Structure-based design of the approved drug zafirlukast identifies HLC40 as a potent WDR5 WIN-site inhibitor with antitumor efficacy
- Bioorg Chem. 2026 Jul 15:176:109869. doi: 10.1016/j.bioorg.2026.109869.
- 1. State Key Laboratory of Bioactive Molecules and Druggability Assessment, College of Pharmacy, Jinan University, Guangzhou 510632, PR China.
- 2. Key Laboratory of Pesticide and Chemical Biology of Ministry of Education, Hubei Key Laboratory of Genetic Regulation and Integrative Biology, School of Life Sciences, Central China Normal University, Wuhan, Hubei 430079, PR China.
- 3. State Key Laboratory of Bioactive Molecules and Druggability Assessment, College of Pharmacy, Jinan University, Guangzhou 510632, PR China; Institute for Safflower Industry Research, Key Laboratory of Xinjiang Phytomedicine Resource and Utilization (Ministry of Education), School of Pharmacy, Shihezi University, Shihezi 832003, China. Electronic address: [email protected].
- 4. Key Laboratory of Pesticide and Chemical Biology of Ministry of Education, Hubei Key Laboratory of Genetic Regulation and Integrative Biology, School of Life Sciences, Central China Normal University, Wuhan, Hubei 430079, PR China. Electronic address: [email protected].

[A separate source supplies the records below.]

PR #248, opened 2021-02-25
Query md5s

graft:
A bit heftier than @corps's slim one-liner :sweat_smile:, here is an attempt to provide an ::md5 querying interface via Magma. E.g., from the specs, you may post to `/query` : `{ project_name: 'labors', query: [ 'monster', '::all', 'stats', '::md5' ] }` and get back a list of MD5s from Metis, with Magma doing the work for you.

My main interest here however was making it easier for applications to hmac-sign requests to each other, which is something I believe I will need for finishing long-lived token verification (in progress), and seems a useful tool in general. I think I made it easier to implement hmac-signing on the client-application-side, but it remains excruciating to test.


etna/lib/etna/client.rb
```diff
@@ -17,6 +17,29 @@ def initialize(host, token, routes_available: true, ignore_ssl: false)
 
     attr_reader :routes
 
+    def signed_route_path(route, params)
```
corps, line 20: Veeery minor, but would it be possible to make the expiry a variable with default here?
I can imagine us wanting to generate signed route paths and pass them off to a service or hook where the turn around could be a bit longer.  We could still restrict the expiry to a max, say, 5 minutes?  It's also not important to address in this PR, just a thought.

magma/lib/magma/attributes/file_copier.rb
```diff
@@ -15,49 +15,12 @@ def bulk_copy_files
...
-
-      # At some point, when Metis supports changing project names,
-      # this parameter should be the old file project name (metis_file_location_parts[2]))
-      # and the new project name in the HMAC headers should
-      # be project_name
-
-      path = client.route_path(
-        bulk_copy_route,
-        project_name: project_name
+      client.file_bulk_copy(
```
corps, line 18: nice.

coleshaw:
Hm, so I'm getting an exception when I try to run this against patient / flojo_file locally:

```
magma_app_1      | ERROR:2021-02-25T20:29:17+00:00 ae02bi Caught unspecified error
magma_app_1      | ERROR:2021-02-25T20:29:17+00:00 ae02bi undefined method `[]' for nil:NilClass
magma_app_1      | ERROR:2021-02-25T20:29:17+00:00 ae02bi /app/lib/magma/query/predicate/file.rb:36:in `block (2 levels) in <class:FilePredicate>'
magma_app_1      | ERROR:2021-02-25T20:29:17+00:00 ae02bi /app/lib/magma/query/verb.rb:83:in `instance_exec'
magma_app_1      | ERROR:2021-02-25T20:29:17+00:00 ae02bi /app/lib/magma/query/verb.rb:83:in `get_extract'
magma_app_1      | ERROR:2021-02-25T20:29:17+00:00 ae02bi /app/lib/magma/query/verb.rb:12:in `do'
magma_app_1      | ERROR:2021-02-25T20:29:17+00:00 ae02bi /app/lib/magma/query/predicate/column.rb:20:in `extract'
magma_app_1      | ERROR:2021-02-25T20:29:17+00:00 ae02bi /app/lib/magma/query/predicate.rb:92:in `child_extract'
magma_app_1      | ERROR:2021-02-25T20:29:17+00:00 ae02bi /app/lib/magma/query/predicate.rb:87:in `extract'
```

Perhaps something to do with empty entries for that attribute, for some records? I'll do some more poking around...

etna/lib/etna/application.rb
```diff
@@ -91,6 +91,10 @@ def environment
     (ENV["#{self.class.name.upcase}_ENV"] || :development).to_sym
   end
 
+  def id
+    self.class.name.snake_case.split(/::/).last
```
corps, line 95: Hmm.  There is also the `APP_NAME` environment variable that I set in all application environments.  Would it make sense to prefer that value if set?

corps:
Btw I am very excited about hmac signing.  I'm setting up some monitoring tooling with the docker rollout that could use signing as the main authentication mechanism.

etna/lib/etna/client.rb
graft: Hmm, since the approval happens right away (the message will be signed just before the request is sent) it actually should not matter how long the request is, and even a 10s expiration time is probably too much.

etna/lib/etna/application.rb
graft: > md5s can also be stub values and nil in metis, as they are calculated asynchronously by a background job. Does this PR test against those cases?

I didn't test against those cases, but the method is very lazy and will give up and say "null" if metis doesn't know the file exists (common in dev). If metis hasn't hashed the file yet you get back a `temp-` hash, which seems like the right thing to do.

graft: Err, to be clear I didn't test in specs, I tested it against my dev instance.

coleshaw:
@graft , did you test this against `File` entries with `::blank` as the filename? I think that's what is killing the MD5 part when I test locally.

coleshaw:
> @graft , did you test this against `File` entries with `::blank` as the filename? I think that's what is killing the MD5 part when I test locally.

Hm, maybe not...more digging I guess.

coleshaw (approved):
Latest version works for me!

graft:
Hmm, i didn't consider ::blank, but it should fall out because metis will
ignore it.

- 5. State Key Laboratory of Bioactive Molecules and Druggability Assessment, College of Pharmacy, Jinan University, Guangzhou 510632, PR China. Electronic address: [email protected].

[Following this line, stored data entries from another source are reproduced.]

PR #249, opened 2021-02-25
Vulcan now returns a linear, serialized path as the first result

corps:
As per @coleshaw request, vulcan now returns, as the first path in workflows and sessions output, a single linear path that traverses all nodes in one ordering that ensures all dependencies occur before and convergent graph points.  Worth noting, in the future when we have async processes, there is no guarantee that downloads are available in a strictly linear fashion -- divergent paths will execute in a non deterministic order and thus this 'flattened' graph cannot plan for the true ordering.

However, it is sufficient, for the sake of gathering  input from the user in a linear fashion, to find the longest path where all previous steps are complete, to 'estimate' the progress of divergent parallel paths.

### DIFF
--- a/docker/etna-apache/bin/httpd_with_shibd.sh
+++ b/docker/etna-apache/bin/httpd_with_shibd.sh
@@ -3,5 +3,5 @@
 set -e
 
 /etc/init.d/shibd start
-httpd -DFOREGROUND
+exec httpd -DFOREGROUND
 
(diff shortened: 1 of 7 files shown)


docker/etna-apache/bin/httpd_with_shibd.sh
```diff
@@ -3,5 +3,5 @@
 set -e
 
 /etc/init.d/shibd start
-httpd -DFOREGROUND
+exec httpd -DFOREGROUND
```
corps, line 6: Incidental change I need to fix the janus shutdown issue with watchtower.

coleshaw (approved):
Thanks! Looks great! Better than me just flattening in the UI...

WD40 repeat-containing protein 5 (WDR5) plays a critical role in chromatin-related processes, and its overexpression is associated with poor prognosis in multiple cancers, making it an attractive therapeutic target. Screening of an approved drug library identified zafirlukast (ZAF), an anti-asthmatic agent, as a binder to the WIN site of WDR5, inhibiting the Histone Methyltransferase activity of the MLL1 complex with an IC50 of 22.96 μM. Structure-based optimization yielded the candidate HLC40, which not only abolished its original CysLT1 receptor antagonism (IC50 > 5 μM) but also exhibited a 30-fold enhancement in MLL1 Histone Methyltransferase (HMT) inhibitory activity (IC50 = 0.82 μM). Consistent with these findings, HLC40 exhibited potent antiproliferation efficacy (IC50 = 7-8 μM) in AML cells and demonstrated significant efficacy in the MV4-11 xenograft model (TGI = 49.1% @ 30 mg/kg). Collectively, these results highlight that HLC40 is a promising WDR5-targeting candidate with high therapeutic potential for hematologic malignancies.